According to the 2020 Verizon data breach report, the majority of data breaches come through chained attack paths, which can involve combinations of two to 30 attack paths. Many medium and low security-rated vulnerabilities can become severe and dangerous when combined with medium and high-severity issues.

Worse, new attacks take advantage of how companies use open-source code. Security researcher Alex Birsan was able to hack into Apple, Microsoft and dozens of other major companies via a novel supply chain attack — the dependency confusion technique. This method exploits application dependencies using public code libraries. By uploading code libraries with the same name and higher version numbers, Birsan got dozens of major companies to download, incorporate and execute his code automatically.

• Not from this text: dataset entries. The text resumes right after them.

PR #525, opened 2018-02-22
Add bigint type

littledan:
This patch adds a bigint type to WebIDL with the following properties:
- bigint corresponds directly to BigInt
- The conversion from JS is based on ToBigInt, namely it throws on Number.
- bigint is not grouped as a "numeric" type, as this category is often
  used to refer to types which have a JavaScript representation of Number.
- bigint is included in the overloading resolution algorithm, and it's
  possible to overload a function for BigInt and numeric arguments.

Although it may be on the early side for such a change, the lack of
BigInt WebIDL integration is already coming up in some designs for integrating
BigInt with the Web Platform, such as https://github.com/w3c/IndexedDB/pull/231

***
<a href="https://pr-preview.s3.amazonaws.com/littledan/webidl/pull/525.html" title="Last updated on Nov 5, 2020, 4:57 PM UTC (4f8357a)">Preview</a> | <a href="https://pr-preview.s3.amazonaws.com/heycam/webidl/525/d87d389...littledan:4f8357a.html" title="Last updated on Nov 5, 2020, 4:57 PM UTC (4f8357a)">Diff</a>

### DIFF
--- a/index.bs
+++ b/index.bs
@@ -165,6 +165,7 @@ urlPrefix: https://tc39.github.io/ecma262/; spec: ECMA-262
         text: ToBigInt; url: #sec-tobigint
         text: ToInt32; url: sec-toint32
         text: ToNumber; url: sec-tonumber
+        text: ToNumeric; url: sec-tonumeric
         text: ToObject; url: sec-toobject
         text: ToString; url: sec-tostring
         text: ToUint16; url: sec-touint16
@@ -7678,6 +7679,18 @@ value when its bit pattern is interpreted as an unsigned 64 bit integer.
         value.
 </div>
 
+<div id="es-to-bigint" algorithm="convert an ECMAScript value to a numeric type or a bigint">
+
+    An ECMAScript value |V| is <dfn lt="converted to a numeric type or bigint">converted</dfn>
+    to an IDL [=numeric type=] |T| or {{bigint}} value by running the following algorithm:
+
+    1.  Let |x| be [=?=] [$ToNumeric$](|V|).
+    1.  If [$Type$](|x|) is BigInt, then
+        1.  Return the IDL {{bigint}} value that represents the same numeric value as |x|.
+    1.  Assert: [$Type$](|x|) is Number.
+    1.  Return the result of [=converted to an ECMAScript value|converting=] |x| to |T|.
+</div>
+
 
 <h4 id="es-DOMString">DOMString</h4>
 
@@ -8722,6 +8735,9 @@ that correspond to the union’s [=member types=].
         then return the result of
         [=converted to an IDL value|converting=]
         |V| to that type.
+    1.  If |types| includes a [=numeric type=] and {{bigint}},
+        then return the result of [=converted to a numeric type or bigint|converting=]
+        |V| to either that [=numeric type=] or {{bigint}}.
     1.  If |types| includes a [=numeric type=],
         then return the result of [=converted to an IDL value|converting=]
         |V| to that [=numeric type=].
--- a/index.bs
+++ b/index.bs
@@ -5924,14 +5924,12 @@ The [=type name=] of the
 
 <h4 id="idl-bigint" interface>bigint</h4>
 
-The {{bigint}} type is an arbitrary integer, unrestricted in range.
+The {{bigint}} type is an arbitrary integer type, unrestricted in range.
 
-{{bigint}} constant values in IDL are
-represented with <emu-t class="regex"><a href="#prod-bigint">bigint</a></emu-t>
-tokens.
+{{bigint}} constant values in IDL are represented with
+<emu-t class="regex"><a href="#prod-bigint">bigint</a></emu-t> tokens.
 
-The [=type name=] of the
-{{bigint}} type is “BigInt”.
+The [=type name=] of the {{bigint}} type is “<code>BigInt</code>”.
 
 
 <h4 oldids="dom-short" id="idl-short" interface>short</h4>
@@ -7228,9 +7226,9 @@ ECMAScript value type.
     1.  If <a abstract-op>Type</a>(|V|) is Number, then
         return the result of <a href="#es-to-unrestricted-double">converting</a> |V|
         to an {{unrestricted double}}.
-    1.  If <a abstract-op>Type</a>(|V|) is [=BigInt=], then
+    1.  If <a abstract-op>Type</a>(|V|) is BigInt, then
         return the result of <a href="#es-to-bigint">converting</a> |V|
-        to an {{bigint}}.
+        to a {{bigint}}.
     1.  If <a abstract-op>Type</a>(|V|) is String, then
         return the result of <a href="#es-DOMString">converting</a> |V|
         to a {{DOMString}}.
@@ -7667,18 +7665,17 @@ value when its bit pattern is interpreted as an unsigned 64 bit integer.
     An ECMAScript value |V| is [=converted to an IDL value|converted=]
     to an IDL {{bigint}} value by running the following algorithm:
 
-    1.  Let |x| be [=?=] <a abstract-op>ToBigInt</a>(|V|).
-    1.  Return the IDL {{bigint}} value that represents the same numeric
-        value as |x|.
+    1.  Let |x| be [=?=] [$ToBigInt$](|V|).
+    1.  Return the IDL {{bigint}} value that represents the same numeric value as |x|.
 </div>
 
 <div id="bigint-to-es" algorithm="convert a bigint to an ECMAScript value">
 
     The result of [=converted to an ECMAScript value|converting=]
-    an IDL {{bigint}} value to an ECMAScript value is a [=BigInt=]:
+    an IDL {{bigint}} value to an ECMAScript value is a BigInt:
 
-    1.  Return the [=BigInt=] value that represents the same numeric value
-        as the IDL {{bigint}} value.
+    1.  Return the [=BigInt=] value that represents the same numeric value as the IDL {{bigint}}
+        value.
 </div>
 
 
@@ -8717,7 +8714,7 @@ that correspond to the union’s [=member types=].
         1.  If |types| includes a [=numeric type=],
             then return the result of [=converted to an IDL value|converting=]
             |V| to that [=numeric type=].
-    1.  If <a abstract-op>Type</a>(|V|) is [=BigInt=], then:
+    1.  If <a abstract-op>Type</a>(|V|) is BigInt, then:
         1.  If |types| includes {{bigint}},
             then return the result of [=converted to an IDL value|converting=]
             |V| to {{bigint}}
@@ -8725,15 +8722,13 @@ that correspond to the union’s [=member types=].
         then return the result of
         [=converted to an IDL value|converting=]
         |V| to that type.
-    1.  If |types| includes a [=numeric type=], then:
-        1.  If |types| includes {{bigint}},
-            [=ECMAScript/throw=] a {{ECMAScript/TypeError}}.
-        1.  Return the result of [=converted to an IDL value|converting=]
-            |V| to that [=numeric type=].
+    1.  If |types| includes a [=numeric type=],
+        then return the result of [=converted to an IDL value|converting=]
+        |V| to that [=numeric type=].
     1.  If |types| includes {{boolean}},
         then return the result of [=converted to an IDL value|converting=]
         |V| to {{boolean}}.
-    1.  If |types| includes a {{bigint}},
+    1.  If |types| includes {{bigint}},
         then return the result of [=converted to an IDL value|converting=]
         |V| to {{bigint}}.
     1.  [=ECMAScript/Throw=] a {{ECMAScript/TypeError}}.
@@ -11065,7 +11060,7 @@ Note: The HTML Standard defines how a security check is performed. [[!HTML]]
 
             then remove from |S| all other entries.
 
-        1.  Otherwise: if <a abstract-op>Type</a>(|V|) is [=BigInt=]
+        1.  Otherwise: if <a abstract-op>Type</a>(|V|) is BigInt
             and there is an entry in |S| that has one of the following types at position |i| of its type list,
             *   {{bigint}}
             *   a [=nullable type|nullable=] {{bigint}}
--- a/index.bs
+++ b/index.bs
@@ -5932,16 +5932,6 @@ The [=type name=] of the
 {{octet}} type is "<code>Octet</code>".
 
 
-<h4 id="idl-bigint" interface>bigint</h4>
-
-The {{bigint}} type is an arbitrary integer type, unrestricted in range.
-
-{{bigint}} constant values in IDL are represented with
-<emu-t class="regex"><a href="#prod-bigint">bigint</a></emu-t> tokens.
-
-The [=type name=] of the {{bigint}} type is “<code>BigInt</code>”.
-
-
 <h4 oldids="dom-short" id="idl-short" interface>short</h4>
 
 The {{short}} type is a signed integer
@@ -6082,6 +6072,16 @@ tokens.
 
 The [=type name=] of the
 {{unrestricted double}} type is "<code>UnrestrictedDouble</code>".
+
+
+<h4 id="idl-bigint" interface>bigint</h4>
+
+The {{bigint}} type is an arbitrary integer type, unrestricted in range.
+
+{{bigint}} constant values in IDL are represented with
+<emu-t class="regex"><a href="#prod-bigint">bigint</a></emu-t> tokens.
+
+The [=type name=] of the {{bigint}} type is “<code>BigInt</code>”.
 
 
 <h4 oldids="dom-DOMString" id="idl-DOMString" interface>DOMString</h4>
--- a/index.bs
+++ b/index.bs
@@ -7701,7 +7701,7 @@ value when its bit pattern is interpreted as an unsigned 64 bit integer.
         value.
 </div>
 
-<div id="es-to-bigint" algorithm="convert an ECMAScript value to a numeric type or a bigint">
+<div id="es-to-bigint-or-numeric" algorithm="convert an ECMAScript value to a numeric type or a bigint">
 
     An ECMAScript value |V| is <dfn lt="converted to a numeric type or bigint">converted</dfn>
     to an IDL [=numeric type=] |T| or {{bigint}} value by running the following algorithm:
--- a/index.bs
+++ b/index.bs
@@ -3655,7 +3655,7 @@ the following algorithm returns <i>true</i>.
             <th>bigint</th>
             <td class="belowdiagonal"></td>
             <td class="belowdiagonal"></td>
-            <td></td>
+            <td>(b)</td>
             <td>●</td>
             <td>●</td>
             <td>●</td>
@@ -3761,6 +3761,10 @@ the following algorithm returns <i>true</i>.
         1.  The two identified interface-like types are
             not the same, and no single [=platform object=] implements both
             interface-like types.
+        1.  The types are distinguishable, but there is
+            <a href="#limit-bigint-numeric-overloading">a separate restriction on their use in
+            overloading</a> below. Please also note <a href="#limit-bigint-numeric-unions">the
+            advice about using unions of these types</a>.
     </ol>
 
     <div class="example" id="example-distinguishability-diff-types">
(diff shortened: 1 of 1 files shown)


bzbarsky:
It's a little weird that this setup would allow passing `"1"` as a bigint but not allow passing `1`.

I assume bigint should not in fact be a "JSON type" because it can't be represented in JSON?  Looks to me like ToJSON throws on BigInts in the BigInt proposal.

domenic:
In particular this situation is interesting:

```webidl
interface X {
  void foo(bigint x);
  void bar(unsigned long long y);
}
```

What does calling `someX.foo("1")` do? What *should* it do?

bzbarsky:
> What does calling someX.foo("1") do?

The way the PR is written right now, it would call the `unsigned long long` overload, if you meant to name both your operations the same.  If you really did mean different names, then it would convert the string to bigint and call the one thing named "foo".

> What should it do?

Good question.  ;)

Here's a worse case:

    interface X {
      void foo(bigint x);
      void bar(bigint x);
      void bar(Node x);
    }

Here `foo("1")` would convert `"1"` to bigint, but `bar("1")` would throw, given the bits in the PR at the moment, because there is no case in https://heycam.github.io/webidl/#dfn-overload-resolution-algorithm step 12 that supports a declared type of bigint with an arg that does not have `Type(arg) == BigInt`.  So the exact changes we want to the overload resolution algorithm here require some thought.  Adding a new overload should generally not cause previously-valid calls to throw.

Also, we need corresponding changes to <https://heycam.github.io/webidl/#es-to-union>; those aren't in the PR afaict.

littledan:
> Also, we need corresponding changes to https://heycam.github.io/webidl/#es-to-union; those aren't in the PR afaict.

Added union support. I also added union support for Symbol (since I didn't see it added yet, and there are some funny cases where it could intersect).

bzbarsky:
Please don't do anything with Symbol here.  It's not in the algorithm there on purpose, because you can never have a union accepting a Symbol anyway.  The only way to pass Symbols in is via `any`.  See discussion in https://github.com/heycam/webidl/pull/377

littledan:
@bzbarsky Reverted `symbol` changes and added support in the overload algorithm for falling back to a `bigint` overload as the second-to-last resort (before an `any` overload).

index.bs
```diff
@@ -6864,6 +6913,9 @@ ECMAScript value type.
     1.  If <a abstract-op>Type</a>(|V|) is Number, then
         return the result of <a href="#es-to-unrestricted-double">converting</a> |V|
         to an {{unrestricted double}}.
+    1.  If <a abstract-op>Type</a>(|V|) is [=BigInt=], then
+        return the result of <a href="#es-to-bigint">converting</a> |V|
+        to an {{bigint}}.
```
tobie: s/an/a/ or s/an/an IDL/

littledan:
> What does calling someX.foo("1") do? What should it do?

I'd say, call the numeric overload over the bigint one. Doesn't this situation already exist in cases like the following, which would also call the numeric overload over the boolean one given a string argument?

```
interface X {
  void foo(boolean x);
  void foo(unsigned long long y);
}
```

bzbarsky:
> I'd say, call the numeric overload over the bigint one

Why?  The bigint conversion is the less lossy one in this case, I would think.

> which would also call the numeric overload over the boolean one given a string argument?

It would, yes.  Arguably conversion to numeric is less lossy than conversion to boolean.

More generally, it seems we're going out of our way to provide seamless conversions from strings (but not other primitives!) to bigints.  This is in contrast to numeric and boolean types, which can be converted from all primitives.  So in some sense, there is some sort of privileged relationship between bigint and strings that is not shared by other primitive values in JS or other primitive-like idl types...

bzbarsky:
Oh, and unlike a lot of overload scenarios, the "overload numeric and bigint" is not completely insane, because if you want to have an API that takes "numbers of arbitrary precision" your options are:

1. Have it just take `bigint`.  Callers can pass `BigInt(0)` or `"0"` but not `0`.
2. Have it take `(bigint or some-numeric-type)`.  Callers can pass `0` sanely.

Option 1 is slightly harder to use as an API, and the reasoning behind `"0"` being OK but `0` not being OK is subtle and likely to make anyone trying to just pass a small numeric constant be annoyed.

Option 2 involves an overload of bigint and numeric, and dataloss if you pass a long-enough string and it gets converted to the numeric.

littledan:
@bzbarsky I see; maybe we should then prohibit that particular overload and force an explicit string overload as well? There could still be some more obscure data loss cases, though.

bzbarsky:
There really isn't a mechanism so far for prohibiting an overload but allowing it of _more_ types are added.  We could make bigint and numeric not distinguishable, forcing option 1.  Or we could add some sort of mechanism along these lines.  Or we could make es-to-idl conversion for bigint more like https://tc39.github.io/proposal-bigint/#sec-bigint-constructor-number-value than like https://tc39.github.io/proposal-bigint/#sec-to-bigint I suppose....

littledan:
> Oh, and unlike a lot of overload scenarios, the "overload numeric and bigint" is not completely insane, because if you want to have an API that takes "numbers of arbitrary size" 

I'm not sure if that's in line with the goals of the BigInt proposal, to have new APIs which take both out of the box by design. I think most APIs fall into the category of "logically making sense for arbitrary-size integers" or "logically making sense for floating point values"; there's definitely stuff in the intersection ("logically making sense for only small integers"), and for that, Number works well. I was imagining overloading would mostly make sense when trying to upgrade an API from a Number version to a BigInt version, when we initially thought that it made sense only on small integers, but it turned out it was also important on large integers.

> Option 1 is slightly harder to use as an API, and the reasoning behind "0" being OK but 0 not being OK is subtle and likely to make anyone trying to just pass a small numeric constant be annoyed.

The hypothesis of the BigInt proposal design is that programmers will keep track of whether something is a BigInt operation or a Number operation, and the types of scalar values, and not do things generically. All the JS programmers I've heard from seem basically on board with this design. Part of this here is, even for small numeric constants, you put an `n` at the end of the literal. I don't want to encourage a proliferation of Web APIs which 

> Or we could make es-to-idl conversion for bigint more like https://tc39.github.io/proposal-bigint/#sec-bigint-constructor-number-value than like https://tc39.github.io/proposal-bigint/#sec-to-bigint I suppose....

If we did that, and privileged the bigint path, we'd get surprising exceptions for things like `f("3.2")`, wouldn't we?

I don't see a great answer here which makes everything beautiful, intuitive and not throw errors. Maybe we should start by making `bigint` and `number` indistinguishable, and make sure that unions throw in the ambiguous case. I uploaded a patch which does that.

bzbarsky:
> Part of this here is, even for small numeric constants, you put an n at the end of the literal.

Ah, if there are simple bigint literals that helps a lot.

> Maybe we should start by making bigint and number indistinguishable

Yes, please.

littledan:
> Yes, please.

How does [this patch](https://github.com/heycam/webidl/pull/525/commits/fa92cf3a23598a654df0f563921cebe0578d94fc) look?

inexorabletash:
Preface: this is all excellent discussion and @littledan's proactive approach to getting bigint integrated into the platform is awesome.

> Although it may be on the early side for such a change...

On that note: are there concrete examples of API that plan to consume/produce bigints, either via WebIDL or ES? (Indexed DB is unfortunately not a good example, since it requires custom integration)

I'm slightly nervous that since it's too early to have good examples of bigint usage we may be missing something. @littledan describes "the hypothesis of the BigInt proposal design" which makes sense to me wanting to keep mentally separate from the rest of the platform.... but what will eventual idiomatic use of bigints look like?

littledan:
WebIDL has a number of cases where it switches among all of the JS primitive types. If BigInt is a type in JavaScript, maybe we should have some description or other of what the behavior is when a BigInt ends up floating into certain operations, such as [converting an ES value to any](https://heycam.github.io/webidl/#es-any), even if we want to wait until we have more information to decide how to define what it means to overload with a `bigint` type.

One place BigInt will come up is the WebAssembly-JS API. If the [proposed BigInt/i64 integration](https://github.com/WebAssembly/spec/pull/707) is combined with the [proposed WebAssembly.Global](https://github.com/WebAssembly/mutable-global) interface, then I think we'd want to say that the type of the WebAssembly.Global.prototype.valueOf method is `bigint or unrestricted double`, for example. But maybe we could define something special in prose in that particular document, without updating WebIDL so generally.

Besides that, I don't have a particular other web platform feature that where I want to propose BigInt usage. All the examples I can think of (constant time 64-bit arithmetic operations, a date format representing time in nanoseconds since forever ago, etc) might make more sense in the JavaScript standard itself than as WebIDL-based APIs. Like the IndexedDB integration, I'm fine waiting until we have more motivation for this change.

As much as it's appropriate to wait for more applications to get input for the design of the BigInt WebIDL binding, I wanted to document a suggestion for best practices here, at least from the perspective of the way BigInt was designed in JavaScript, in particular, avoiding implicit conversions that lose information, and continuing to use Number exclusively everywhere it is currently used in WebIDL.

bzbarsky:
> The only way to pass Symbols in is via any

This may not be true.  I am checking with Domenic.

`any` definitely needs to handle all JS types, so we need something there even if we don't add a syntactic way to declare bigints.

littledan:
Another way to handle both the union and overloading semantics could be to do something similar to what the JS spec does: Call ToNumeric in the ambiguous cases, and make the judgment based on whether a Number or BigInt falls out. This is what we do for most overloaded operators such as `-`. ToNumeric converts strings to Numbers--this is required, for compatibility. Presumably a similar compatibility risk (but perhaps not as serious, depending how much the method is used) would exist if there's an existing method which takes a numeric type and wants to add a bigint overload, or a bigint member to a union.

littledan:
Any thoughts on whether we should support overloading between BigInt and Number or not? Note that one specification proposal where this arises is the integration of BigInt and Intl.NumberFormat (not implemented anywhere AFAIK): https://github.com/tc39/ecma402/pull/236 . That PR follows the ToNumeric algorithm as in https://github.com/heycam/webidl/pull/525#issuecomment-372964767 .

annevk:
I think it actually makes sense to not allow overloading/union BigInt with any other IDL numeric type as that allows for (maybe even encourages) the kind of APIs TC39 doesn't want. Where the API silently does BigInt(arg) if you pass it a non-BigInt after crossing the IDL boundary.

I'm also not sure why we'd support coercing string to BigInt, I think it makes sense to throw there as well.

annevk:
What does JavaScript do for its methods that take a BigInt?

littledan:
Well, the first built-in method proposed (not yet shipped anywhere AFAIK) is  tc39/ecma402#236 which works like operators like `*` and calls ToNumeric on the argument (which will convert a string to Number, or `{valueOf(){return 5n}}` to `5n`), then checks whether it's Number or BigInt. That's what I was suggesting in https://github.com/heycam/webidl/pull/525#issuecomment-444073662 , but if these semantics seem terrible, we could go with something more restrictive since AFAIK no overloaded methods have shipped, just overloaded operators (which have more legacy constraints).

annevk:
I think that's fine as long as we throw a TypeError if it turns out to be a Number and don't allow overloading/unioning a BigInt with a Number.

littledan:
OK, so your suggestion would be to say, the infix arithmetic operations are the only things overloaded, and otherwise we use different names?

annevk:
I thought the infix arithmetic operations were not overloaded? Beyond valueOf() that is?

I'd like to disallow
```webidl
a(double x);
a(BigInt x);
b((double or BigInt) x);
```
as per my understanding we don't want implicit `BigInt(x)`. However, if we have
```webidl
c(BigInt x);
```
and that does `ToNumber()` first for `valueOf()` similar to the infix arithmetic operations I think that'd be fine and nicely consistent.

littledan:
Infix arithmetic operations work on BigInt and Number, but both operands need to be either BigInt or Number, not mixed.

Overloading like 
```
a(double x);
a(bigint x);
```
would not cause an implicit conversion from Number to BigInt; it would just call `ToNumeric` on the argument, which would call `valueOf` on objects, and convert strings to Number, and leave Numbers and BigInts in place. That's just like what arithmetic operations like unary `-` do--still no implicit conversion from Number to BigInt, but also keeping in place all the existing conversions.

If you define `c(bigint x);`, this will call ToNumeric, and which calls valueOf but doesn't convert a Number to a BigInt; it will just throw on Number. (That's the case whether or not we allow the overloading.)

The patch currently out for review permits unions like `(double or bigint)` (I don't see any particular way to prohibit it), but if it's checking for membership of a numeric value in a union like that, it will throw an error.

annevk:
Right, so I'm saying we should try to prevent such overloading and unions (perhaps with a prose restriction) as otherwise they'll be used to do the kind of thing we don't want people to be doing.

littledan:
I see, sounds like we should change the Intl patch if we want to go this way.

littledan:
We discussed the overloading issue in TC39 and concluded that `Intl.NumberFormat.prototype.format` *should* overload between Number and BigInt (based on calling ToNumeric and then checking whether a Number or BigInt came out). So, we may want to permit that here, or we could still prohibit it. Any preferences? Based on a ping from @cynthia about TAG interest, I'd like to conclude on these issues land this PR soon.

domenic:
It seems like it would be easier to judge if there were web APIs wanting to use bigint. Are there any currently?

annevk:
Well, `Intl.NumberFormat.prototype.format`, per "jsidl".

We also have a case that shows that allowing a union/overload will likely lead to APIs with implicit coercion of Number to BigInt, which is something TC39 does not want, as far as I know: https://github.com/WebAssembly/JS-BigInt-integration/issues/12.

I don't think there's a way to enforce the difference through IDL. I guess you could try something along the lines of that when there's a union, the corresponding algorithm cannot contain a Number to BigInt operation, but try enforcing that realistically …

Ms2ger:
Looking into this some more, adding support for unions that include bigint and a numeric type (with the "call `ToNumeric` and see what falls out" semantics) is fairly straightforward. Adding support for overloading is significantly more hairy, especially when involving unions (such as in the example below). The only real use case I've seen so far is [`NumberFormat`](https://github.com/tc39/ecma402/pull/236), and unions are sufficient there. My inclination would be not to allow overloading at this point; I'm fine going either way for unions – we could discuss again if jsidl ever happens.

```idl
interface X {
  void foo((bigint or Node) x);
  void foo(long x);
};
```

Thoughts?

annevk:
I'm okay with allowing unions, with a warning to ask for advice (prolly filing an issue against this repository) and a high-level outline of the principles when it is and when it is not appropriate.

Ms2ger:
Updated some more; we can look into renaming "numeric types" separately.

index.bs
```diff
@@ -6529,6 +6579,19 @@ Each pair of [=flattened member types=]
...
+It is possible to create a union of {{bigint}} and a [=numeric type=].
+However, this is generally only supposed to be used for interfaces such as
+[[ECMA-402#numberformat-objects|NumberFormat]], which formats the values rather than using them in
+calculations.
+It would not be appropriate to accept such a union, only to then convert values of the
+[=numeric type=] to a {{bigint}} for further processing, as this runs the risk of introducing
+precision errors.
+Please
+<a href="https://github.com/heycam/webidl/issues/new?title=Intent%20to%20use%20bigint/numeric union">file an issue</a>
+to discuss before using this feature.
```
```suggestion
before using this feature.
```

index.bs
```diff
@@ -5768,6 +5807,7 @@ type.
         "boolean"
         "byte"
         "octet"
+        "bigint"
```
bathos: The addition of this new unnamed terminal means the `Other` production needs to be updated to include that terminal here https://github.com/heycam/webidl/blob/c387fed823d2d4ccf8940bbc065f358ccf563073/index.bs#L6998-L6999

(Unnamed/quoted terminals ‘delete the token’ from the set of values represented by a named terminal, so _ident_ is currently inclusive of the string "bigint," but will cease to be, hence the need to explicitly add it to Other, which is inclusive of every terminal except for a few specific punctuation marks.)

index.bs
```diff
@@ -14555,6 +14682,11 @@ expression syntax [[!PERLRE]]) as follows:
         <td><code>=</code></td>
         <td><code class="regex"><span class="mute">/</span>-?(([0-9]+\.[0-9]*|[0-9]*\.[0-9]+)([Ee][+-]?[0-9]+)?|[0-9]+[Ee][+-]?[0-9]+)<span class="mute">/</span></code></td>
     </tr>
+    <tr>
+        <td id="prod-bigint"><emu-t class="regex">bigint</emu-t></td>
+        <td><code>=</code></td>
+        <td><code class="regex"><span class="mute">/</span>-?([1-9][0-9]*|0[Xx][0-9A-Fa-f]+|0[0-7]*)n<span class="mute">/</span></code></td>
```
bathos: The combined lexical goal can currently be realized case insensitively (assuming one handles unnamed terminals in a lookup step). That will cease to be true after this change because this "n" is case sensitive. This isn’t a problem, but I’m mentioning it because it could plausibly impact existing Web IDL lexers if they’ve made certain assumptions.

index.bs
```diff
@@ -5892,6 +5932,16 @@ The [=type name=] of the
 {{octet}} type is "<code>Octet</code>".
 
 
+<h4 id="idl-bigint" interface>bigint</h4>
```
bathos: This is placed between `octet` and `short` here in the Types list. Later in the ECMAScript type mapping section it’s placed between `unrestricted double` and `DOMString`. These lists currently use the same ordering and I think that should probably be preserved since it makes things a bit easier to follow. The latter positioning makes sense. Slotting it between two of the sized integer types seems strange:

- ± 8
- \+ 8
- ± ∞
- ± 16
- \+ 16
- ± 32
- \+ 32
- ± 64
- \+ 64

index.bs
Ms2ger: I don't think we actually need a bigint token; integer works fine. I did that instead.

Ms2ger:
I think I addressed the remaining comments. @bzbarsky, would you mind reviewing?

bzbarsky:
I will try to get to this, but there's a lot to page in and I am pretty swamped with other things at the moment.  I can't promise any timeline other than "not in the next two days"...

annevk:
So IDB doesn't depend on this as far as I can tell and it's not clear that's moving forward anyway. Are there other places that might use this through IDL? I'd rather not add it until we have a concrete consumer I think.

ExE-Boss:
Well, **WebAssembly** intends to use `bigint` for `i64` handling in **JavaScript** code: <https://github.com/WebAssembly/spec/pull/707>.

Currently, the `value` attribute type of `WebAssembly.Global` is `any`, because no other **WebIDL** type currently allows **bigint** values.

Ms2ger:
I guess the way WebAssembly uses `any` is problematic wrt the formal definition of `any` as a discriminated union, and fixing this would require a bigint type in IDL. Note future changes in the [reference-types](https://webassembly.github.io/reference-types/js-api/index.html#tojsvalue) proposal will extend `WebAssembly.Global` with a bunch of non-integer types.

annevk:
Ah, so that would be a problem for `postMessage()` and such too then? That does seem like something we ought to fix. (The weird thing with WebAssembly is that browsers don't seem to use IDL to implement it.)

littledan:
Right, if we don't want to permit bigint as an actual IDL type, we should make certain changes to WebIDL to let it "pass through". I've been hoping that this patch would land, so I didn't formulate another one for that subset. (I think WebIDL is just sort of incoherent right now, with BigInt existing as a type in JS.)

I've heard from a few people in the TAG that they are interested in this patch landing. Comments here about why would be appreciated. @cynthia @kenchris

If we *conclude* that this patch won't land, then let's formulate that more minimal patch and land that instead.

rtoy:
It would make the [API for a WebAudio noise generator](https://github.com/WebAudio/web-audio-api-v2/issues/8) a bit nicer if BigInt were supported.  We currently using an array of two 32-bit unsigned ints to specify the 64-bit seed we need.

domenic:
@rtoy the only thing this PR was waiting on was an actual consumer, so if you're providing one, then I think we should go ahead and merge this. @annevk?

annevk:
That seems reasonable. And it doesn't seem to want to use overloading so we don't have to address that for now.

rtoy:
Just to follow up, see https://github.com/WebAudio/web-audio-api-v2/issues/8#issuecomment-721439274 and https://github.com/WebAudio/web-audio-api-v2/issues/8#issuecomment-721803254.  Using BigInt makes the API a bit nicer, but an array of 2 32-bit unsigned integers works fine too.

domenic (approved):
I just did a re-review and this looks good to me. @TimothyGu, would you be able to give it a double-check and/or merge?

TimothyGu (approved):

TimothyGu:
CI seems to be failing due to infrastructural reasons.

As Sonatype explained, this dependency confusion is a design flaw in native installation tools that makes it impossible for an organization’s development environment to tell the difference between a private, internally created package in its software build, and a similarly named package in a public software repository.

This highlights the importance of configuring your tools to pull from private repositories over public ones. It also shows the need for open-source repositories to verify who contributes, especially when they’re doing so under established names. In addition, it’s up to DevSecOps to demand an open-source binary composition tool that enables them to better assess vulnerabilities exposed in runtime. 

We didn’t have to be at the RSA Conference to know one of the big takeaways from SolarWinds is more involvement between our IT and security teams in trying to level set and answer the question: “What risk are we taking on these Network Management Systems?”

With disciplined attention, supply chain vulnerabilities don’t have to put your organization on the hot seat.